The incident is the newest in a rising variety of antisemitic attacks which have taken place internationally over the past few years.

A survey from 2024 by the European Union Agency for Fundamental Rights said antisemitism had persevered in Europe over time, but following Hamas’ attack in Israel on October 7, 2023 and Israel’s military attacks in Gaza led to a 400% increase in antisemitic incidents.

It added that Jewish individuals are facing increased harassment in real life and online, they usually feel they should hide their identity to guard themselves and their families.
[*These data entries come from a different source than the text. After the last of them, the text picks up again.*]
PR #606, opened 2023-10-27
Checksum deployed addresses

### LINKED ISSUE #600: Addresses should show checksums
We are displaying addresses without the checksums: https://docs.ethers.org/v5/api/utils/address/#address-formats

The recorded deployed addresses are missing their checksums as well.

image

zoeyTM:
fixes #600

### DIFF
--- a/packages/core/src/internal/execution/abi.ts
+++ b/packages/core/src/internal/execution/abi.ts
@@ -1,10 +1,11 @@
-import type {
+import {
   EventFragment,
   Fragment,
   FunctionFragment,
   Interface,
   ParamType,
   Result,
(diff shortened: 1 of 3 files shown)


kanej (approved):
LGTM! Nice work on the `getAddress` and tracking down the source of the unchecksumed addresses.

I moved the conversion up a layer to the json-rpc client. I think our rule should be that any `address` returned on any object from json-rpc should be checksum formatted. Which I think is the case with these changes.

Well done on the address comparison catch. I added a comparator utility function. We should look out for other places where we might be comparing two addresses in other situations.

PR #612, opened 2023-10-30
Viem support

### LINKED ISSUE #603: Create new view package that mirrors `hardhat-plugin`
- [x] #610

zoeyTM:
Adds a new package for Viem support and a new package separating out the existing Ethers support.

`@nomicfoundation/hardhat-ignition` remains and contains most of the Ignition functionality, but to leverage Ignition in tests or scripts within hardhat now requires installing one of the new viem/ethers extension packages:

- @nomicfoundation/hardhat-ignition-ethers
- @nomicfoundation/hardhat-ignition-viem

The `@nomicfoundation/hardhat-ignition` installs a stub IgnitionHelper under `hre.ignition` that will throw a warning if the user attempts to use it without ethers/viem support installed.

The integration tests under `hardhat-plugin` have been switched to use `viem` from `ethers`.

## Viem Support

The viem extension will provide viem contract instances as results from `hre.ignition.deploy(...)` calls. The instances will be typed based upon either the codegen of `hardhat-viem` for HH contracts or the type of the abi of the artifact for `m.contract("MyContract", myArtifact)` module builder calls.

> Note: you likely need to add `as const` to your artifact declaration to get the correct viem type support.

fixes #603 

## TODO

- [x] Create `packages/hardhat-plugin-viem` as a copy of `packages/hardhat-plugin`
- [x] Update viem plugin to use viem instead of ethers
- [x] Update all references to ethers across the viem plugin
- [x] Update `hardhat-ignition` integration tests
- [x] Create sample project for viem
- [x] Add hardhat-viem type generation support to the viem `hre.ignition.deploy` method
- [x] Add viem typing support to passed in artifacts.


kanej (approved):
This looks good and makes sense. I have rebased against development and squashed the commits down. I have also set the PR to draft to avoid the danger of us merging it before we have the other PRs in this line of work finished.

.gitignore
```diff
@@ -92,9 +92,6 @@ out
 .nuxt
 dist
 
-# Typedocs documentation files
-typedocs/
```
kanej, line 96: Typedocs is no longer used.

packages/core/src/internal/execution/abi.ts
```diff
@@ -862,3 +865,11 @@ function hasDynamicSize(paramType: ParamType): boolean {
     paramType.type === "string"
   );
 }
+
+/**
+ * A utility function to capture the cast from the `Abi` type to the
+ * ethers type.
+ */
+function toEthersAbi(abi: Abi): InterfaceAbi {
+  return abi as any[];
```
kanej, line 874: The abi of abi type I assume to be a valid json api snippet, and so convertible to ethers unchanged.

packages/core/src/types/artifact.ts
```diff
@@ -1,12 +1,14 @@
+import type { Abi } from "abitype";
+
 /**
  * An compilation artifact representing a smart contract.
  *
  * @beta
  */
-export interface Artifact {
+export interface Artifact<AbiT extends Abi = Abi> {
```
kanej, line 8: Artifact now types abi using the "abitype" library, ensuring we are able to provide viem typing support.

packages/hardhat-plugin-ethers/CHANGELOG.md
```diff
@@ -0,0 +1,5 @@
+# Changelog
```
kanej, line 1: We need to consider whether this should just be populated with the existing hardhat-plugin changelog and similarly for the viem package.

packages/hardhat-plugin-viem/package.json
```diff
@@ -0,0 +1,70 @@
...
+    "@types/chai": "^4.2.22",
+    "@types/chai-as-promised": "^7.1.4",
+    "@types/sinon": "^10.0.13"
+  },
+  "peerDependencies": {
+    "@nomicfoundation/hardhat-viem": "^1.0.0",
+    "hardhat": "^2.18.0"
+  },
+  "dependencies": {
+    "@nomicfoundation/hardhat-ignition": "^0.11.2",
```
alcuadrado, line 65: This should be a peer dependency

packages/hardhat-plugin-viem/package.json
```diff
@@ -0,0 +1,70 @@
...
+    "@nomicfoundation/ignition-core": "^0.11.2",
+    "abitype": "0.10.2",
+    "viem": "1.18.1"
```
alcuadrado, line 68: peer dependecy

packages/hardhat-plugin-viem/src/modules.ts
```diff
@@ -0,0 +1 @@
+export { buildModule } from "@nomicfoundation/ignition-core";
```
alcuadrado, line 1: Let's not export this here. Users will import from `hardhat-ignition`

alcuadrado: @fvictorio wdty? this is a similar dynamic to the toolbox and the network helpers. With the difference that we have two different plugins: ethers, and viem. My worry is that if we reexport we'd partition the userbase & docs into two

packages/hardhat-plugin-ethers/package.json
```diff
@@ -0,0 +1,68 @@
...
+    "@types/sinon": "^10.0.13"
+  },
+  "peerDependencies": {
+    "@nomicfoundation/hardhat-ethers": "^3.0.4",
+    "hardhat": "^2.18.0"
+  },
+  "dependencies": {
+    "@nomicfoundation/ignition-core": "^0.11.2",
+    "@nomicfoundation/hardhat-ignition": "^0.11.2",
+    "ethers": "^6.7.0"
```
alcuadrado, line 66: peer dependencies

alcuadrado: ignition-core is also part of the public API, the modules, so it should be peer too

packages/hardhat-plugin-viem/src/viem-ignition-helper.ts
```diff
@@ -0,0 +1,230 @@
...
+  private static async _convertArtifactToViemContract(
+    hre: HardhatRuntimeEnvironment,
+    future:
+      | ContractDeploymentFuture
+      | LibraryDeploymentFuture
+      | ContractAtFuture,
+    deployedContract: { address: string }
+  ) {
+    const publicClient = await hre.viem.getPublicClient();
+    const [walletClient] = await hre.viem.getWalletClients();
```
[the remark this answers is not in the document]
alcuadrado: Still, let's not block on this yet. We can release with a disclaimer that it doesn't work with read-only networks, but we'd have to fix it quick after the release. Or is it too annoying?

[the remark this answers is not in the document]
alcuadrado: Note that this function is only used in scripts and tests. So walletClients are gonna be available the vast majority of the time.

packages/core/src/types/artifact.ts
alcuadrado: I think we can use a `const` type param https://www.typescriptlang.org/docs/handbook/release-notes/typescript-5-0.html#const-type-parameters

packages/hardhat-plugin-viem/package.json
kanej: I have changed both the viem and ethers packages to have peer dependencies instead: https://github.com/NomicFoundation/hardhat-ignition/pull/612/commits/c395a4a4dfdd24438781efe4effbfa8f0a74ba5e

packages/hardhat-plugin-viem/src/modules.ts
fvictorio: I'm not sure I understand that are the options here

packages/hardhat-plugin-viem/src/viem-ignition-helper.ts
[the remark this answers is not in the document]
fvictorio: We throw an error. That can probably be improved, but no one has complained so far: https://github.com/NomicFoundation/hardhat/blob/3a657398a5f0ccaa9d8f365bb2665ba54c33e9ea/packages/hardhat-viem/src/internal/contracts.ts#L232-L243

alcuadrado (approved):

packages/hardhat-plugin-viem/src/modules.ts
kanej: We have opted for option 2.

PR #622, opened 2023-10-31
Validate that module id's are not duplicated

### LINKED ISSUE #608: Validation on duplicate module ids in visualization
@maguroid reported an issue where visualization failed when running against this module:

https://github.com/maguroid/hardhat-ignition-demo/blob/factory-pattern/ignition/modules/Vault.ts

It appears to reduce down to:

```js
import { buildModule } from "@nomicfoundation/hardhat-ignition/modules";
import VaultFactory from "./VaultFactory";

import hre from "hardhat";

const hex3 = hre.ethers.toBeHex(3, 20);

const VaultFactory = buildModule("Vault", (m) => {
  const vaultFactory = m.contract("VaultFactory");

  return {
    vaultFactory,
  };
});

const UniswapV3Swapper = buildModule("UniswapV3Swapper2", (m) => {
  const uniswapV3Swapper = m.contract("UniswapV3Swapper", [hex3]);

  return {
    uniswapV3Swapper,
  };
});

// * NOTES: deployment with factory currently not working as expected.
// *        deployed address not stored in json file, and visualization throws error
export default buildModule("Vault", (m) => {
  const { vaultFactory } = m.useModule(VaultFactory);
  const { uniswapV3Swapper } = m.useModule(UniswapV3Swapper);

  return {
    vaultFactory,
    uniswapV3Swapper,
  };
});
```

I suspect this is the reuse of the module id. Where the top level module has id `Vault` but so does one of its submodules.

We should add `buildModule` validation to cover this case.

zoeyTM:
fixes #608

### DIFF
--- a/packages/hardhat-plugin/src/utils/shouldBeHardhatPluginError.ts
+++ b/packages/hardhat-plugin/src/utils/shouldBeHardhatPluginError.ts
@@ -9,9 +9,9 @@ import type { IgnitionError } from "@nomicfoundation/ignition-core";
  *    - If there's an exception that doesn't fit in either category, let's discuss it and review the categories.
  */
 const whitelist = [
-  200, 201, 202, 203, 403, 404, 405, 600, 601, 602, 700, 701, 702, 703, 704,
-  705, 706, 707, 708, 709, 710, 711, 712, 713, 714, 715, 716, 717, 718, 719,
-  720, 721, 722, 723, 724, 725, 726, 800, 900,
+  200, 201, 202, 203, 204, 403, 404, 405, 600, 601, 602, 700, 701, 702, 703,
+  704, 705, 706, 707, 708, 709, 710, 711, 712, 713, 714, 715, 716, 717, 718,
+  719, 720, 721, 722, 723, 724, 725, 726, 800, 900,
 ];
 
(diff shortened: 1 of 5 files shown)


packages/hardhat-plugin/src/utils/shouldBeHardhatPluginError.ts
```diff
@@ -9,9 +9,9 @@ import type { IgnitionError } from "@nomicfoundation/ignition-core";
  *    - If there's an exception that doesn't fit in either category, let's discuss it and review the categories.
  */
 const whitelist = [
-  200, 201, 202, 203, 403, 404, 405, 600, 601, 602, 700, 701, 702, 703, 704,
-  705, 706, 707, 708, 709, 710, 711, 712, 713, 714, 715, 716, 717, 718, 719,
-  720, 721, 722, 723, 724, 725, 726, 800, 900,
+  200, 201, 202, 203, 204, 403, 404, 405, 600, 601, 602, 700, 701, 702, 703,
```
kanej, line 12: I included it in the whitelist to get the nicer error message:

image

kanej (approved):
Looks good. I added 204 to the whitelist to get the nicer HH error display. LGTM!

PR #623, opened 2023-10-31
Allow sending to AccountRuntimeValue

### LINKED ISSUE #618: send should support account as a to parameter
The API should be modified to support passing an AccountRuntimeValue to the `to` of `send`. Currently it errors:

image

zoeyTM:
fixes #618


kanej (approved):
LGTM!

I have added additional tests for serialization and reconciliation.
I also tightened an address comparison, which led to adding an extra validation in buildModule to ensure to addresses are addresses.

PR #624, opened 2023-10-31
Catch base fee error and rethrow as ignition error

### LINKED ISSUE #594: Fix error output for fee exceeding block gas limit
Error output when `initialBaseFeePerGas` in hardhat config is greater than the `blockGasLimit` is an ugly stack trace.

- [ ] Add a validation to check for this case
- [ ] Add a new validation error to ensure the output looks good

zoeyTM:
fixes #594 

screenshot (with redacted file system info in stack trace):

Screen Shot 2023-10-31 at 11 28 30 AM

### DIFF
--- a/packages/core/src/errors-list.ts
+++ b/packages/core/src/errors-list.ts
@@ -174,6 +174,11 @@ export const ERRORS = {
       message:
         "The next nonce for %sender% should be %expectedNonce%, but is %pendingCount%. Please make sure not to send transactions from %sender% while running this deployment and try again.",
     },
+    BASE_FEE_EXCEEDS_GAS_LIMIT: {
+      number: 406,
+      message:
+        "The configured base fee exceeds the block gas limit. Please reduce the configured base fee or increase the block gas limit.",
+    },
   },
   RECONCILIATION: {
     INVALID_EXECUTION_STATUS: {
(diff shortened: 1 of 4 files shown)


kanej:
Can you add a set of reproduction steps so I can test the error?

zoeyTM:
@kanej 

Steps to reproduce:

1. set the `hardhat.config.js` of an example to:
```
hardhat: {
      mining: {
        auto: false,
      },
      blockGasLimit: 1,
      initialBaseFeePerGas: 1_000_000_000,
    },
```
2. run `npx hardhat node`
3. deploy the example module with `--network localhost`

packages/core/src/errors-list.ts
```diff
@@ -169,6 +169,11 @@ export const ERRORS = {
       message:
         "The next nonce for %sender% should be %expectedNonce%, but is %pendingCount%. Please make sure not to send transactions from %sender% while running this deployment and try again.",
     },
+    BASE_FEE_EXCEEDS_GAS_LIMIT: {
```
kanej, line 172: What do you think of adding it to the whitelist. Based on the rules I think it can be argued either way, but I suspect the stacktrace just isn't useful in this context.

kanej (commented):
Lets add an integration test for this.

packages/core/src/errors-list.ts
zoeyTM: I'm on board with that idea

kanej (approved):
Looks good. Lets get this **squash** merged!

PR #625, opened 2023-11-02
Restructure plugins for reduced code duplication (VIEM 2)

### LINKED ISSUE #616: Determine duplication and potential for sharing up code
Based on the viem plugin PR  https://github.com/NomicFoundation/hardhat-ignition/pull/612, determine the extent to which a shared package would minimize duplication and how much DRYing up is possible between two HH plugin packages.

## TODO

- [ ] Can tasks be shared up?
- [ ] Can the UI be moved into a shared package?
- [ ] How much of ignition helper can be extracted and shared?
- [ ] Where do the integration tests go?

zoeyTM:
This is a first pass at restructuring the plugins. The goals of this restructure are as follows:

1. Reduce duplicated code as much as possible between the plugins
2. Allow the flexibility of a lighter weight plugin for users who only want to deploy from the CLI (using `hardhat-ignition`) and are less interested in utilizing Hardhat Ignition in a testing environment

I believe this first pass achieves both of those goals, though this may not be an exhaustive set of changes and more may be added. Some notes on decisions I made:

- Created `hardhat-plugin-ethers` to mirror `hardhat-plugin-viem`, both of which have been stripped of all UI and task related code. All that remains in these plugins is their respective `IgnitionHelper` classes and the snippet of code that initializes it into the global `hre` object.
- Detect if another plugin has already initialized `hre.ignition` and throw, thereby enforcing mutual exclusivity between our viem and ethers plugins.
- The viem and ethers plugins each have `hardhat-ignition` (the "base" plugin containing all of the task and UI code) listed as a peer dependency. Additionally, they are both importing `hardhat-ignition` in their respective index files to ensure that the base plugin and its tasks are available when the "extension plugins" are used.

***Note:*** I haven't updated docs or tests yet as I wanted to get the green light on the overall design before I potentially waste time moving tests multiple times. Additionally, there are some open questions and considerations that I will add as comments to the PR below. These are either alternate ideas I had or potential implications that should be considered due to assumptions I've made so far.

closes #616


packages/hardhat-plugin-ethers/src/index.ts
```diff
@@ -0,0 +1,24 @@
+import "@nomicfoundation/hardhat-ignition";
```
zoeyTM, line 1: What are the implications (if any) of potentially importing this twice? i.e. if a user has already imported the base plugin in their Hardhat config file.

Is this something we can/should check for?

packages/hardhat-plugin-ethers/src/index.ts
```diff
@@ -0,0 +1,24 @@
...
+import { extendEnvironment } from "hardhat/config";
+import { HardhatPluginError, lazyObject } from "hardhat/plugins";
+
+import "./type-extensions";
+
+/**
+ * Add an `ignition` object to the HRE.
+ */
+extendEnvironment((hre) => {
+  if (hre.ignition !== undefined && hre.ignition.type !== "ethers") {
```
zoeyTM, line 12: Should we perhaps assign the respective `IgnitionHelper` instances each to their own unique properties on the `hre` object so they could be used simultaneously?

packages/hardhat-plugin-ethers/src/utils/error-deployment-result-to-exception-message.ts
```diff
@@ -0,0 +1,141 @@
+import {
```
zoeyTM, line 1: This util is the only one currently being shared between both ethers and viem plugins. Is this something we should maybe export from the base plugin?

packages/hardhat-plugin-ethers/src/index.ts
kanej: I think you have right with the check and enforcement of only one of either viem or ethers.

packages/hardhat-plugin-ethers/src/utils/error-deployment-result-to-exception-message.ts
kanej: I have exported it from the base plugin.
On the adding abstractions vs duplication scale I tend towards duplication until we know we really have the abstraction; however I think if `error-deployment-result-to-exception-message` changed in one without changing in another that would be something that right now violates the design. So I think we share it up from `hardhat-plugin`.

packages/hardhat-plugin-ethers/src/index.ts
kanej: I think this is now taken care of with the check for other ignition plugins.
I will run a manual test to see.

kanej (approved):
Lets get this merged into the Viem 1 base branch.

PR #626, opened 2023-11-02
Support create2

### LINKED ISSUE #629: Proof of concept create2 spike
Create a proof of concept execution strategy that uses allows Ignition to run the sample and complete projects with contract deployment done through a create2 factory.

kanej:
This is a proof of concept of how to support create2 in Ignition.

It adds a new execution strategy that alters the way contract deployment futures are handled. The contract is proxied through a create2 factory rather than becoming a deployment transaction.

This PR uses [createX](https://github.com/pcaversaccio/createx) as the create2 factory. If deploying to `sepolia` a known address is used. If deploying ephemerally, the create2 factory is deployed as part of a new `init` step in the execution strategy, then leveraged when processing futures.

Resolves #629 

## Testing Locally

To deploy a module using `create2`

```shell
cd examples/ts-sample
npx hardhat ignition deploy ./ignition/modules/LockModule.ts --strategy create2
```

A createX factory will be deployed and the Lock contract (with passed value) will be created via the factory (note this affects the set owner!).

image

## Future Considerations

- How should we support injecting of custom strategies? This POC accepts an enumeration of `{ basic, create2 }`
- What UI indications do we need to give that `create2` is being used?
- Do we need a validation to ensure contract deploys won't count as a duplicate under `create2` (same salt + bytecode)?
- How are we handling salts and configuring them?
- Are happy to deploy a factory if not present onchain
- Are we happy with a default deploy to 31337 on account 0
- How should we handle confirmations for the factory deploy?
- How are we supporting `init` functions on contracts for `create2`
- We need createX development so we get:
  - a list of chains with a working factory
  - signed transaction for autodeployment
  - an audit?

## Testing Plan

This PR and the strategies config PR include both unit and integration tests. A manual round of tests will include:

* [x] Deploy the rocket example to sepolia with `create2`
* [x] Deploy the rocket example to an alternate chain, confirm sepolia and alternate chain have the same address
* [x] Deploy an example to sepolia with `--verify` enabled
* [x] Run through each of the `./example` projects with create2 enabled
* [x] Confirm reconcilliation fails on changed salt between runs
* [x] Create a deployment, deploy with simple, add a future, continue with create2
* [x] Run an example with createX Permissioned Deploy Protection
* [x] Run an example with createX Cross-Chain Redeploy Protection


alcuadrado:
> A createX factory will be deployed and the Lock contract (with passed value) will be created via the factory (note this affects the set owner!).

Good catch! We should update that example everywhere so that the owner is received.

> How should we support injecting of custom strategies? This POC accepts an enumeration of { basic, create2 }

Let's leave this out of scope for now. We'll have to define something eventually, but not needed yet.

> What UI indications do we need to give that create2 is being used?

I think everywhere where it says "Deploying [ module]" we should add the strategy

> Are we happy with a default deploy to 31337 on account 0
> How should we handle confirmations for the factory deploy?
> How are we supporting init functions on contracts for create2

I think that to get this out quickly we can deploy the factory outside of ignition core for development networks and wait for that tx to confirm before calling ignition.

We should have a way for the strategy to be able to drive its initialization, but I think it'd be better to have this out sooner.

> We need createX development so we get:
>  * a list of chains with a working factory
All of them should be in the same address, so it's a matter of doing an `eth_getCode` to that address and see if there's code there.

> signed transaction for autodeployment
I'll ask pascal about this

> an audit?
Same

alcuadrado:
> How are we handling salts and configuring them?

This is trickier than what I had in mind actually. Because we don't have a mechanism to pass "strategy config" to core.

Maybe we can make the usage of crate x transparent, and let users handle the nonce. This would mean that the strategy gets to handle some sort of config. 

One potential way to implement this can be by accepting a strategy object in ignition core.

packages/core/src/internal/execution/create2-execution-strategy.ts
```diff
@@ -0,0 +1,342 @@
...
+
+      return;
+    }
+  }
+
+  public async *executeDeployment(
+    executionState: DeploymentExecutionState
+  ): DeploymentStrategyGenerator {
+    const artifact = await this._loadArtifact(executionState.artifactId);
+    const salt = ethers.id("test");
```
zoeyTM, line 179: Was this intentionally left as `test` ?

zoeyTM:
> an audit ?

I do want to point out that createX is explicitly [not audited](https://github.com/pcaversaccio/createx?tab=readme-ov-file#security-considerations).

packages/core/src/internal/execution/create2-execution-strategy.ts
kanej: It hasn't been intentionally left as `test`. We need to review how we approach setting a salt and make sure we are happy with it.

alcuadrado (approved):

PR #631, opened 2023-11-09
Add type support for ignition tests using hardhat-viem (VIEM 2)

zoeyTM:
Note: currently this only supports types for local contracts. Support for imported contracts and contracts with external artifacts will come after an update to `hardhat-viem`


packages/hardhat-plugin-viem/src/viem-ignition-helper.ts
```diff
@@ -49,54 +57,29 @@ export class IgnitionHelper {
...
-      throw new HardhatPluginError("hardhat-ignition-viem", message);
-    }
-
-    return this._toViemContracts(ignitionModule, result);
+      successfulDeploymentResult
+    );
   }
 
-  private async _toViemContracts<
+  private static async _toViemContracts<
```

The incidents in Belgium and The Netherlands followed one other incident within the US on Thursday, where a motorist rammed a automobile full of explosives into the gates of a synagogue in West Bloomfield Township, Michigan.

No-one was injured within the attack and the driving force was shot dead.

Phil Rosenberg, president of the Board of Deputies of British Jews, told the BBC in December that the conflict in Gaza had hugely impacted Jews in Britain.

‘The attacks of seven October were felt very personally, not least because there have been British Jews who were killed within the initial onslaught and other people with British connections held hostage,’ he said.

‘And within the war that followed, the devastation in Gaza was very painful to observe. Then there was the vitriol that surrounded the entire conflict, and the huge rise in antisemitism culminating in deadly attacks.’